[Data entries]
PR #39, opened 2020-09-04
First version operator-sdk 1.0.0

vboulineau:

PR #51, opened 2020-10-20
add parameter to configure max restarts for canary pause

celenechang:
### What does this PR do?

Currently the Canary autopause feature pauses the canary deployment if any of the canary pod containers restart more than 0 times. We have found that this is too sensitive, so this PR makes this a configurable parameter with a default value of 2. The `maxRestarts` parameter means that this is the number of restarts of a single container that is considered tolerable before we autopause.

It also adds the ability to disable the feature entirely via the spec.

### Motivation

Better user experience

### Additional Notes

A subsequent PR with a new parameter to define a stability (no restarts) duration requirement is planned.

### Describe your test plan

Use an image such as `bash:latest` in the EDS configuration that causes the container to enter CLB. Increase the canary duration to be sufficiently large to give time for restarts.

Check if canary is automatically paused when the container restarts 3 times (default) without adding the `autoPause.maxRestarts` setting to the EDS spec.

Then try setting `autoPause.maxRestarts` to a larger number and see if the canary pauses after the corresponding number of restarts (see examples/foo-eds_v2.yaml for an example configuration).

Lastly, try setting `autoPause.enabled` to `false` and `autoPause.maxRestarts` to `0` and make sure that a restart does not pause the canary.


pkg/controller/utils/pod/pod.go
```diff
@@ -101,12 +101,13 @@ func GetPodConditionFromList(conditions []v1.PodCondition, conditionType v1.PodC
 
 // IsPodRestarting checks if a pod in the Canary deployment is restarting
 // This returns the "reason" for the pod with the most restarts
-func IsPodRestarting(pod *v1.Pod) (bool, datadoghqv1alpha1.ExtendedDaemonSetStatusReason) {
-	var maxRestartCount int
+func IsPodRestarting(pod *v1.Pod, maxRestartCount int) (bool, datadoghqv1alpha1.ExtendedDaemonSetStatusReason) {
+	// track the highest number of restarts among pod containers
+	var mostRestartCount int
```
ahmed-mez, line 106: what if the eds controller restarts during a canary? I think we should store the count in the CR status

api/v1alpha1/extendeddaemonset_types.go
```diff
@@ -75,6 +75,7 @@ type ExtendedDaemonSetSpecStrategyRollingUpdate struct {
 type ExtendedDaemonSetSpecStrategyCanary struct {
 	Replicas     *intstr.IntOrString   `json:"replicas,omitempty"`
 	Duration     *metav1.Duration      `json:"duration,omitempty"`
+	MaxRestarts  *intstr.IntOrString   `json:"maxRestarts,omitempty"`
```
clamoriniere, line 78: I'm wondering if it is necessary to have a `*intstr.IntOrString `. I feel like `*int` should be enough.

pkg/controller/utils/pod/pod.go
clamoriniere: `mostRestartCount` is calculated by looking at each run  the `pod.Status`, so I think we are safe if the controller restart: the function is completely stateless.

clamoriniere (commented):
Look good.

Could you add also a documentation about how configure and use the `pause` feature: 
* configuration example
* kubectl plugin command example

controllers/extendeddaemonsetreplicaset/strategy/canary.go
```diff
@@ -29,6 +36,24 @@ func ManageCanaryDeployment(client client.Client, daemonset *v1alpha1.ExtendedDa
...
+			autoPauseEnabled = defaultAutoPauseEnabled
+		} else {
+			autoPauseEnabled = *daemonset.Spec.Strategy.Canary.AutoPause.Enabled
+		}
+		if daemonset.Spec.Strategy.Canary.AutoPause.MaxRestarts == nil {
+			maxRestarts = defaultMaxRestarts
+		} else {
+			maxRestarts = int(*daemonset.Spec.Strategy.Canary.AutoPause.MaxRestarts)
+		}
+	}
```
ahmed-mez, line 55: please correct me if I'm wrong, but I think at this point the defaulting should be already done via `DefaultExtendedDaemonSetSpecStrategyCanaryAutoPause` ?

ahmed-mez: to be clearer, the question is: why do we default the autopause config twice?

examples/kind-cluster-configuration.yaml
```diff
@@ -0,0 +1,6 @@
+kind: Cluster
```
ahmed-mez, line 1: nit: we should probably move this under `hack` ?  as `examples` should probably contain CR examples only

api/v1alpha1/extendeddaemonset_types.go
```diff
@@ -77,7 +77,15 @@ type ExtendedDaemonSetSpecStrategyCanary struct {
...
-	NodeAntiAffinityKeys []string `json:"nodeAntiAffinityKeys,omitempty"`
+	NodeAntiAffinityKeys []string                                      `json:"nodeAntiAffinityKeys,omitempty"`
+	AutoPause            *ExtendedDaemonSetSpecStrategyCanaryAutoPause `json:"autoPause,omitempty"`
+}
+
+// ExtendedDaemonSetSpecStrategyCanaryAutoPause defines the canary deployment AutoPause parameters of the ExtendedDaemonSet
+// +k8s:openapi-gen=true
+type ExtendedDaemonSetSpecStrategyCanaryAutoPause struct {
+	Enabled     *bool  `json:"enabled,omitempty"`
+	MaxRestarts *int32 `json:"maxRestarts,omitempty"`
```
ahmed-mez, line 88: could we please document these fields? especially `MaxRestarts`, we should make it clear that it corresponds to the max number of restarts per canary pod, not the sum of restarts of all canary pods

examples/kind-cluster-configuration.yaml
clamoriniere: I think we propose to use this file in the documentation for testing the example.
`hack` folder is more for contributor.

ahmed-mez: okay

controllers/extendeddaemonsetreplicaset/strategy/canary.go
celenechang: Thanks for bringing this up, as I didn't have a complete grasp on this.

It seems we `default` the ERS (in extendeddaemonset_default.go) if the minimum required settings are not defined. In this case we could set the default AutoPause settings with `DefaultExtendedDaemonSetSpecStrategyCanaryAutoPause()`, but it's not strictly necessary since we also have this defaulting code here in canary.go. If you think it's confusing to include the change in extendeddaemonset_default.go I can remove it.

controllers/extendeddaemonset/controller.go
```diff
@@ -262,9 +262,11 @@ func (r *Reconciler) updateInstanceWithCurrentRS(logger logr.Logger, daemonset *
 
 	// Check if newDaemonset differs from existing daemonset, and update if so
 	if !apiequality.Semantic.DeepEqual(daemonset, newDaemonset) {
+
 		if updateDaemonsetSpec {
-			if err := r.client.Update(context.TODO(), newDaemonset); err != nil {
-				return newDaemonset, reconcile.Result{}, err
+			newDaemonsetCopy := newDaemonset.DeepCopy()
```
celenechang, line 267: I'm not sure why this DeepCopy() call seems to have been removed in #39 . Without it both the spec and the status do not update properly; only the one called first gets updated.

controllers/extendeddaemonsetreplicaset/strategy/canary.go
ahmed-mez: thanks for clarifying this
tbh I would expect the defaulting to be done in one place (in `extendeddaemonset_default.go`), the fact that the same defaulting logic and the same constants (`defaultMaxRestarts` `defaultAutoPauseEnabled` `defaultCanaryAutoPauseEnabled` `defaultCanaryAutoPauseMaxRestarts`) are defined in different packages doesn't seem right 🤔

clamoriniere: I think if we do it as @ahmed-mez  said in `extendeddaemonset_default.go`, the defaulting is not needed in `ManageCanaryDeployment` because we always call the default method.
To achieve it, the function  `IsDefaultedExtendedDaemonSet()` [link](https://github.com/DataDog/extendeddaemonset/blob/master/api/v1alpha1/extendeddaemonset_default.go#L25), should be updated, to return false if the canary configuration is missing default values.

celenechang: I tested it like this, with only setting the defaults in extendeddaemonset_default.go, and it led to undesired behaviors. I will try again.

celenechang: OK got this fixed, and confirmed it works whether `autoPause`, `autoPause.Enabled`, or `autoPause.MaxRestarts` is missing. Sorry for the confusion

controllers/extendeddaemonset/controller.go
celenechang: this is now resolved

README.md
```diff
@@ -241,12 +265,44 @@ Usage:
...
+
+The Canary deployment can be manually failed. This command will restore the currently active ExtendedReplicaSet on the Canary pods.
+
+`kubectl-eds canary fail <ExtendedDaemonSet name>`
+
+#### Reset Canary deployment
+
+Following failure of the Canary deployment, the `fail` annotation should be reset with this command.
+
+`kubectl-eds canary reset <ExtendedDaemonSet name>`
```
ahmed-mez, line 302: thanks that's super useful

controllers/extendeddaemonsetreplicaset/strategy/canary.go
```diff
@@ -17,6 +17,13 @@ import (
 	podUtils "github.com/DataDog/extendeddaemonset/pkg/controller/utils/pod"
 )
 
+// const (
+// 	// defaultAutoPauseEnabled enables the AutoPause feature if the spec field is not defined
+// 	defaultAutoPauseEnabled = true
+// 	// defaultMaxRestarts defines the default threshold of tolerable restart counts beyond which the canary deployment should pause
+// 	defaultMaxRestarts = 2
+// )
```
ahmed-mez, line 25: ✂️

pkg/controller/utils/pod/pod.go
```diff
@@ -101,12 +101,13 @@ func GetPodConditionFromList(conditions []v1.PodCondition, conditionType v1.PodC
 
 // IsPodRestarting checks if a pod in the Canary deployment is restarting
 // This returns the "reason" for the pod with the most restarts
-func IsPodRestarting(pod *v1.Pod) (bool, datadoghqv1alpha1.ExtendedDaemonSetStatusReason) {
-	var maxRestartCount int
+func IsPodRestarting(pod *v1.Pod, maxRestartCount int) (bool, datadoghqv1alpha1.ExtendedDaemonSetStatusReason) {
```
ahmed-mez, line 104: I know this function wasn't introduced in this PR but it would be great to unit test it

ahmed-mez (commented):
looks great! just few comments

ahmed-mez (approved):

PR #56, opened 2020-11-02
Add canary paused / failed metrics

xornivore:
### What does this PR do?

Adds a new `eds_status_canary_paused` gauge metric to identify canary in paused state along with the reason.
Adds a new `eds_status_canary_failed` gauge metric to identify canary in failed state along with the reason.

### Motivation

Canary metrics

### Describe your test plan

Check the metrics are exported correctly for canaries in active and paused state.

PR #60, opened 2020-11-05
fix canary fail metric

celenechang:
### What does this PR do?

Follow up to https://github.com/DataDog/extendeddaemonset/pull/56

Since we set `Status.Canary` to `nil` when the canary deployment fails, this metric will never change.

### Describe your test plan

Deploy a canary EDS, and then `exec` onto the EDS controller pod and check the fail metric from the output of `curl localhost:8080/ksmetrics` . Fail the canary and check the metric again, and make sure it changed to `1`.


xornivore (approved):
🙇

ahmed-mez (changes requested):
fixes must target the v0.4 branch

PR #66, opened 2020-11-20
Add ERS canary NoRestartDuration and AutoFail configuration options to complement AutoPause behavior

xornivore:
### What does this PR do?

Adds new features to handle restarts in the canary phase:
- `NoRestartsDuration` for canary preventing end of the canary phase until there are no restarts within this time. 
- `AutoFail` behaving similarly to pause but causing canary to be failed either on `MaxRestarts` or on exceeding `MaxRestartsDuration` for pod restarts.

### Additional Notes

- `Status.Conditions` are used to record the last restart of an ERS pod and progressively track the difference between initial transition and update times.

- A future TODO - adding more pod termination statuses recorded as reason for canary pause or fail statuses, currently only `CrashLoopBackOff` and `OOMKilled` are captured, the rest is mapped to `Unknown`.

- There's quite a bit of refactoring of existing canary management logic to make it more testable with unit tests. Hoping reviewers can critique the changes and advise on possible improvements.

### Describe your test plan

For `NoRestartsDuration` - configure a canary with a pod that is causing restarts within no restart duration, make sure that canary phase is not ended until this duration elapses.

For `AutoFail` - configure it with either `MaxRestarts` or `MaxRestartsDuration` and make sure the transition to `canary-failed` state takes place.


api/v1alpha1/const.go
```diff
@@ -24,6 +24,8 @@ const (
 	ExtendedDaemonSetCanaryPausedReasonAnnotationKey = "extendeddaemonset.datadoghq.com/canary-paused-reason"
 	// ExtendedDaemonSetCanaryFailedAnnotationKey annotation key used on ExtendedDaemonset in order to detect if a canary deployment has failed.
 	ExtendedDaemonSetCanaryFailedAnnotationKey = "extendeddaemonset.datadoghq.com/canary-failed"
+	// ExtendedDaemonSetCanaryFailedReasonAnnotationKey annotation key used on ExtendedDaemonset in order to provide a reason that the a canary deployment is failed.
+	ExtendedDaemonSetCanaryFailedReasonAnnotationKey = "extendeddaemonset.datadoghq.com/canary-failed-reason"
```
clamoriniere, line 28: should we put the reason in the status instead?

xornivore: We still need to keep these annotations because they are at the EDS level and if something goes wrong with the ERS we won't be able to tell, besides we have a command to fail the canary via the annotation. For now I added `canary-failed` status of the canary to keep track of it in the status, but it's a transient state as it will be deleted shortly after that.

controllers/extendeddaemonsetreplicaset/strategy/canary.go
```diff
@@ -1,98 +1,275 @@
...
+	// Update result to reflect active pods currently experiencing restarts
+	// potentially placing canary into paused or failed state
+	manageCanaryPodRestarts(podsToCheckForRestarts, params, result)
+
+	// Update pod counts
 	result.NewStatus.Desired = desiredPods
 	result.NewStatus.Ready = readyPods
 	result.NewStatus.Available = availablePods
 	result.NewStatus.Current = currentPods
+
```
clamoriniere, line 127: I think we don't update the `result.NewStatus.Reason` with the info: `Paused`, `Failed`

clamoriniere (commented):
really nice PR 👍 
I just added one comment

controllers/extendeddaemonsetreplicaset/strategy/canary.go
xornivore: So while there is currently no `result.NewStatus.Reason` there is `result.NewStatus.Status` which is updated to:
- `canary` for active and paused canaries.
- `canary-failed` for failed canaries.

```
type ExtendedDaemonSetReplicaSetStatus struct {
	Status                   string `json:"status"`
	Desired                  int32  `json:"desired"`
	Current                  int32  `json:"current"`
	Ready                    int32  `json:"ready"`
	Available                int32  `json:"available"`
	IgnoredUnresponsiveNodes int32  `json:"ignoredUnresponsiveNodes"`
	// Conditions Represents the latest available observations of a DaemonSet's current state.
	// +listType=map
	// +listMapKey=type
	Conditions []ExtendedDaemonSetReplicaSetCondition `json:"conditions,omitempty"`
}
```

> [Exercise directions] Would you copy out each line of the records above where the word "examples" occurs?

> [Answer to this task]
Then try setting `autoPause.maxRestarts` to a larger number and see if the canary pauses after the corresponding number of restarts (see examples/foo-eds_v2.yaml for an example configuration).
examples/kind-cluster-configuration.yaml
ahmed-mez, line 1: nit: we should probably move this under `hack` ?  as `examples` should probably contain CR examples only
examples/kind-cluster-configuration.yaml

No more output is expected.